Я не ответил, и тогда она сказала:
— По правде говоря, мне его не жалко. В глубине души. Мы не были здесь семьей. Что мы делали после ужина? Я уходила сюда и читала. Норман уходил в библиотеку работать. Бартон изводил бумагу или качался на кровати. Ты уходил рисовать или смотреть новый телевизор. Артур с Мэри жили лучше, чем мы.
Я повернулся к двери.
— О брате не беспокойся, — сказала мне вслед Лотта. — Он вернется до темноты.
Однако стемнело и прошло еще два часа, а его и в помине не было. Лотта расхаживала по комнатам внизу, дымя сигаретой. Она включила свет во всем доме, словно Барти был моряк, заблудившийся в тумане.
— Чего ты ждешь? — сказала она мне. — Ты же знаешь наш каньон: там водятся пумы!
Я взял фонарь и вывел «бьюик» из гаража. Там стоял велосипед Барти: шины спущены, руль повернут к раме — как спящее животное. Я объехал ближнюю окрестность, останавливаясь время от времени, чтобы позвать его. Мы, бывало, играли в лимонной роще — несколько их еще осталось среди новых домов и газонов. Я прошелся по рощам, освещая фонарем стволы и ветви, словно мы снова играли в прятки. Нет Барти.

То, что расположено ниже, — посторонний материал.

PR #7223, opened 2021-02-17
Add `expired` property to multiplayer playlist items

smoogipoo:
I was debating whether to name this `played` or `expired`, but picked `expired` in the end as it could be used for more than multiplayer. For example if a host is ever to be able to "delete" playlist items then we could also set `expired = 1` in that case and preserve scores/etc. Whether such functionality should exist or not is a different question altogether, but I hope the example demonstrates why I didn't want to tie this property down to _just_ the playlist item having been "played" in multiplayer.

### DIFF
--- a/app/Http/Controllers/Multiplayer/Rooms/Playlist/ScoresController.php
+++ b/app/Http/Controllers/Multiplayer/Rooms/Playlist/ScoresController.php
@@ -193,6 +193,8 @@ class ScoresController extends BaseController
             ->where('id', $playlistId)
             ->firstOrFail();
 
+        abort_if($playlistItem->expired, 422, 'expired playlist item');
+
         $roomScore = $playlistItem->scores()
             ->where('user_id', auth()->user()->getKey())
             ->where('id', $scoreId)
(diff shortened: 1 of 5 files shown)


app/Http/Controllers/Multiplayer/Rooms/Playlist/ScoresController.php
```diff
@@ -193,6 +193,8 @@ public function update($roomId, $playlistId, $scoreId)
             ->where('id', $playlistId)
             ->firstOrFail();
 
+        abort_if($playlistItem->expired, 422, 'expired playlist item');
```
nanaya, line 196: This probably should be done in room's (`app/Models/Multiplayer/Room.php`) `assertValidStartPlay`

nanaya (changes requested):

database/migrations/2021_02_17_073637_add-expired-column-to-playlist-items.php
```diff
@@ -0,0 +1,35 @@
...
+class AddExpiredColumnToPlaylistItems extends Migration
+{
+    /**
+     * Run the migrations.
+     *
+     * @return void
+     */
+    public function up()
+    {
+        Schema::table('multiplayer_playlist_items', function (Blueprint $table) {
```
peppy, line 19: should be fine to let this run synchronously

peppy (approved):

nanaya (approved):

PR #7225, opened 2021-02-17
Add cursor pagination for forum posts

### LINKED ISSUE #5078: Load more links in forum threads always point to the originally loaded posts
They should probably update to point to new posts with each fetched update.

### LINKED ISSUE #7247: Deleted Threads trying to load "show more" forever
If a thread is deleted it tries to load stuff via "show more" infinetly
85e2FukaD8

nanaya:
- support for `cursor` parameter
- old `start` and `end` (and `n`) stay because they serve different purpose
- preloading posts now doesn't involve calculating post position
- update load more links (resolves #5078)
- correctly handle case when there's no more posts to load (resolves #7247)

<del>Note that the final sorting can probably be smarter. Maybe I'll do that when adding the API thing.</del> Easy enough so added here instead.

- [x] depends on #7218


app/Http/Controllers/Forum/TopicsController.php
```diff
@@ -272,63 +274,83 @@ public function show($id)
...
+            $jumpTo = $firstPost->getKey();
+
+            if ($cursorHelper->getSortName() === 'id_asc') {
+                if ($jumpTo !== $topic->topic_first_post_id) {
+                    $extraSort = 'id_desc';
+                }
+            } else {
+                $extraSort = 'id_asc';
+            }
+            if (isset($extraCursorHelper)) {
```
notbakaneko, line 322: always false?

app/Http/Controllers/Forum/TopicsController.php
```diff
@@ -272,63 +274,83 @@ public function show($id)
...
+                if ($post !== null) {
+                    $params['cursor'] = ['id' => $post->getKey() - 1];
+                    $params['sort'] = 'id_asc';
+                }
+            } elseif ($params['start'] !== null) {
+                $params['cursor'] = ['id' => $params['start'] - 1];
+                $params['sort'] = 'id_asc';
+            } elseif ($params['end'] !== null) {
+                $params['cursor'] = ['id' => $params['end'] + 1];
+                $params['sort'] = 'id_desc';
```
notbakaneko, line 295: The 404 guards near the start of the function should probably be done even earlier and the `$params` building split out of this long function.

notbakaneko (changes requested):

notbakaneko (approved):
seems working 🤔

PR #7227, opened 2021-02-18
Different default posts sort based on existence of query string

### LINKED ISSUE #7226: User's post history not sorted by post time
The ``/users/{user}/posts`` page used to be sorted with the most recent posts first, which it probably should still be.

nanaya:
Resolves #7226.


notbakaneko (commented):
The user posts page seems to be missing the sort bar?

nanaya:
Because I may nuke that page soon.

notbakaneko (approved):

PR #7229, opened 2021-02-18

peppy:


resources/lang/ja/beatmapsets.php
```diff
@@ -12,7 +12,7 @@
     ],
 
     'download' => [
-        'limit_exceeded' => '',
+        'limit_exceeded' => 'スピードを落として、もっと遊ぼう。',
```
peppy, line 15: man... we need more japanese tanslators

PR #7230, opened 2021-02-18
Forum topic viewing API

### LINKED ISSUE #7235: Reduce work when loading more forum posts
`TopicsController#show` contains some things that are not needed when loading more posts like cover, polls, and featured votes. Those should be skipped accordingly.

nanaya:
Topic viewing only for now. Not sure if extra attributes are needed (cover, poll, featured votes).

And should accessing using API mark it as read?

- [x] depends on #7225
- [x] decide whether to use `search` or `params` the return data's sort info

Resolves #7235 because it's simple enough and this PR already moves things around.


app/Transformers/Forum/TopicTransformer.php
```diff
@@ -0,0 +1,33 @@
...
+namespace App\Transformers\Forum;
+
+use App\Models\Forum\Topic;
+use App\Transformers\TransformerAbstract;
+
+class TopicTransformer extends TransformerAbstract
+{
+    public function transform(Topic $topic)
+    {
+        return [
```
notbakaneko, line 15: probably should include post count as well?

notbakaneko (changes requested):
Could use some alphabetical key ordering.
Also seems strange this API returns 404 error when querying with a cursor past the end of the posts when others return empty array + other related data, especially considering the response includes `topic` and  this the the `topic` endpoint. 🤔

notbakaneko (commented):
I wonder if `search` or `query` works better given the context, `params` seems too generic

notbakaneko (approved):

PR #7238, opened 2021-02-19
Allow creating and editing forum post and topic through API

### LINKED ISSUE #6072: Add API endpoints for viewing and posting on the forum
I'm currently scraping the normal website to automate things for project loved https://osu.ppy.sh/community/forums/120 and I think abraker does the same to get statistics about Off-Topic (?)

would be nice if this could be done via API.

nanaya:
Resolves #6072. This adds a new oauth scope `forum.write`.

- [x] depends on #7230

(should be noted that no moderation permissions are granted)


app/Http/Controllers/Forum/TopicsController.php
```diff
@@ -415,6 +432,32 @@ public function show($id)
...
+     * Create a new topic.
+     *
+     * ---
+     *
+     * ### Response Format
+     *
+     * Field  | Type                       | Includes
+     * ------ | -------------------------- | --------
+     * topic  | [ForumTopic](#forum-topic) | |
+     * post   | [ForumPost](#forum-post)   | body
```
notbakaneko, line 448: I missed it in the previous one, but these should match, either `[ForumTopic](#forumtopic)` or `[Forum Topic](#forum-topic)`.

notbakaneko (approved):

PR #7239, opened 2021-02-19
Hotfix for restricted/deleted user in discussion listing

notbakaneko:
Discussion listing didn't include hidden users when viewed by a moderator (but discussion on beatmap page still shows restricted users for everyone?).

Includes some hotfixes for handling user missing from the props - this is all in the process of being refactored away.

На обрыве над бульваром Сансет стояли в ряд кипарисы. Барти собирал для нашей компании твердые круглые шишки величиной почти с мячик для гольфа, и мы стреляли ими из рогаток по машинам внизу. «Бам! Бам! Бам!» — кричал он, когда наши снаряды стукали по капотам и ветровым стеклам. Сейчас уличные лампы в форме желудя освещали кроны, извилистые, как у Ван Гога; Бартона не было. Не было его и у ручья в загородном клубе, где он целыми днями безрезультатно нырял за скользкими жабами. В конце концов я развернулся на бульваре и поехал вверх по Капри к каньону Растик. Это здесь водились пумы и рыси. Грязь веером вылетала из-под моих колес. Фары выхватывали из тьмы призрачные юкки. В небе высыпали звезды. Я посигналил. Никто не откликнулся. Даже койот. Я опять посигналил. На этот раз я услышал — не в каньоне и не с холмов, а у себя в голове — запомнившийся смех Барти.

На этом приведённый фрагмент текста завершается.